Emerging economies must make the fight against inflation their top priority, International Monetary Fund (IMF) said yesterday, as it sharply raised its forecast for price increases in the developing world this and next year.
The Fund said many emerging markets including Ghana needed to raise interest rates, cut government deficits and allow their currencies to appreciate more to contain the inflation risk.
Simon Johnson, IMF's outgoing chief economist, said emerging economies in Asia in particular were in danger of falling behind the curve on inflation, while praising Brazil as an example of a country that was taking steps to curb price pressures.
The IMF said it now expected inflation to hit 9.1 percent in the emerging world this year and remain high, at 7.4 percent, next year.

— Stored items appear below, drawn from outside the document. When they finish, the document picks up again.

Issue #332, opened 2017-05-09
Extracting trajectory/poses


struncp:
Short version: I haven't found anything adressing this topic, so: Is there a way how to get robots trajectory from Cartographer with ROS? 

Long version:
Hello, I am comparing SLAM algorithms based on their poses throughout their trajectory in my thesis and I can't come up with a way to get a trajectory from cartographer. I use .bag data with ground truth from MIT Stata center (link below). Currently I'm obtaining trajectory via hector trajectory server and it worked fine with both Hector SLAM and gMapping but Cartographers trajectory is quite off

![cartographer_offset](https://cloud.githubusercontent.com/assets/28577045/25873862/5726af2c-3510-11e7-8d23-690e5b931f68.png)

This is from run at 0.2 speed. When I run it at realtime and robot is coming back from that part "north" to the main long hall (that part that looks like two curved horns) back that long hall to go "east" it simply skips like this

![cartochybakrouzek](https://cloud.githubusercontent.com/assets/28577045/25873870/60011416-3510-11e7-9a22-8d853d930280.png)

I believe there is some hard computing when cartographer is closing the loop from that "north" part which is not compatible with hector trajectory server. I also hope that I have right settings for cartographer because map on the outcome is correct.

source code: https://www.dropbox.com/s/6mhipp0keaj1ee3/cartographer_source.rar?dl=0

used bag: 2012-01-28-11-12-01.bag.noimages (in ground truth) at http://projects.csail.mit.edu/stata/downloads.php

Thanks for any feedback in advance.

SirVer:
> I can't come up with a way to get a trajectory from cartographer.

You run Cartographer  and once all your data has been replayed, you use `rosservice call /finish_trajectory map`. It will put files in `~/.ros/map*`, one of them is the trajectory in [a protobuf](https://github.com/googlecartographer/cartographer/blob/master/cartographer/mapping/proto/trajectory.proto). Alternatively you can use the [offline tool](https://github.com/googlecartographer/cartographer_ros/blob/master/cartographer_ros/launch/offline_backpack_2d.launch) to run through your bag as quickly as possible and receive the trajectory next to the bag.

> via hector trajectory server

To me this sounds like you are comparing apples with oranges then. 

[...]

PR #408, opened 2017-07-05
Ignore empty child_frame_id in odometry message

ojura:
In case `child_frame_id` in the odometry message is empty, assume
identity transform for `sensor_to_tracking`.

Otherwise, when `TfBridge::LookupToTracking` is passed an empty string, errors occur.
Use case: [mit stata center data set](http://projects.csail.mit.edu/stata/downloads.php)

### DIFF
--- a/cartographer_ros/cartographer_ros/sensor_bridge.cc
+++ b/cartographer_ros/cartographer_ros/sensor_bridge.cc
@@ -16,6 +16,7 @@
 
 #include "cartographer_ros/sensor_bridge.h"
 
+#include "cartographer/common/make_unique.h"
 #include "cartographer_ros/msg_conversion.h"
 #include "cartographer_ros/time_conversion.h"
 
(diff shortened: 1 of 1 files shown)


SirVer:
The [documentation](http://docs.ros.org/api/nav_msgs/html/msg/Odometry.html) does not really allow for `child_frame_id` to be empty. And why should this be identity if unset?

How about fixing their data instead of adding a workaround into Cartographer?

ojura:
I submitted it because I thought that it would be a reasonable assumption that the odometry is expressed with regards to the tracking frame if this information is missing, rather than to error out. I was aware that the chances were low that you would let this slip in, I just wanted to bring it to your attention :) 

> How about fixing their data (and contribute the fixed data back to them) instead of adding a workaround into Cartographer?

I would love to do this, but these bags are _huge_. From 50 to 70 gigabytes.

I think I know how this error slipped by. Most of the ROS nodes that I have seen which do localization take the odometry information directly from the TF tree (it would be nice if Cartographer could do this too). As a consequence of its limited use, the separate odometry topic often goes missing in various datasets, or in this case, has a defect.

Feel free to close the PR; I will be keeping this commit in my fork until I am done with these bags.

SirVer:
> I was aware that the chances were low that you would let this slip in, I just wanted to bring it to your attention :)

We are actually aware that this data is broken. I saw this in https://github.com/googlecartographer/cartographer_ros/issues/332#issuecomment-302080051. 

> I think I know how this error slipped by. Most of the ROS nodes that I have seen which do localization (e.g. AMCL, GMapping) take the odometry information directly from the TF tree (it would be nice if Cartographer could do this too).

I am not very experienced about odometry and ROS, but my understanding is that this is the old way of doing odometry and that it is deprecated and should not be done anymore. Is that not the case?

ojura:
I don't consider myself a big authority on this either. But here's some more rambling: another significant difference is that the Odometry message has twist information, which is not directly available from TF (there exists `lookupTwist`, but it's just numeric differentiation within an averaging interval). Cartographer is not using the twist information (but it could, and probably will). Until then, maybe it would make sense to also support reading odometry from TF, just for interoperability's sake.

ojura:
So, we're not merging this? Again, free to close it if not.

SirVer:
Sounds to me like a node should rewrite tf into odometry data instead. This seems the wrong approach to me. Sorry :(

The Fund also marked up its forecast for inflation in the industrialized world but said price rises there would dip much more quickly, from 3.4 percent this year to 2.3 percent next.
“The threat from inflation is mounting everywhere and for most countries, the top priority for policymakers is to head off rising inflationary pressure, while keeping sight of the risks to growth.
“The global economy is in a tough spot, caught between sharply slowing demand in many advanced economies and rising inflation everywhere, notably in emerging and developing economies,” Johnson wrote in the update to the World Economic Outlook.
Headline inflation in the emerging economies had risen to 8.6 percent on average in May, the IMF said, with core inflation (excluding food and energy) up to 4.2 percent- both the highest rates since the start of the decade.
By contrast, while headline inflation in the industrialized economies had risen to 3.5 percent, there had been much less of a move up in core inflation, which stands at 1.8 percent.
The IMF said in the industrialized world, the rise in inflation this year was expected to be reversed in 2009. But it said:
“In emerging and developing countries, inflationary pressures were mounting faster, fuelled by soaring commodity prices, above-trend growth and accommodative macro-economic policies.”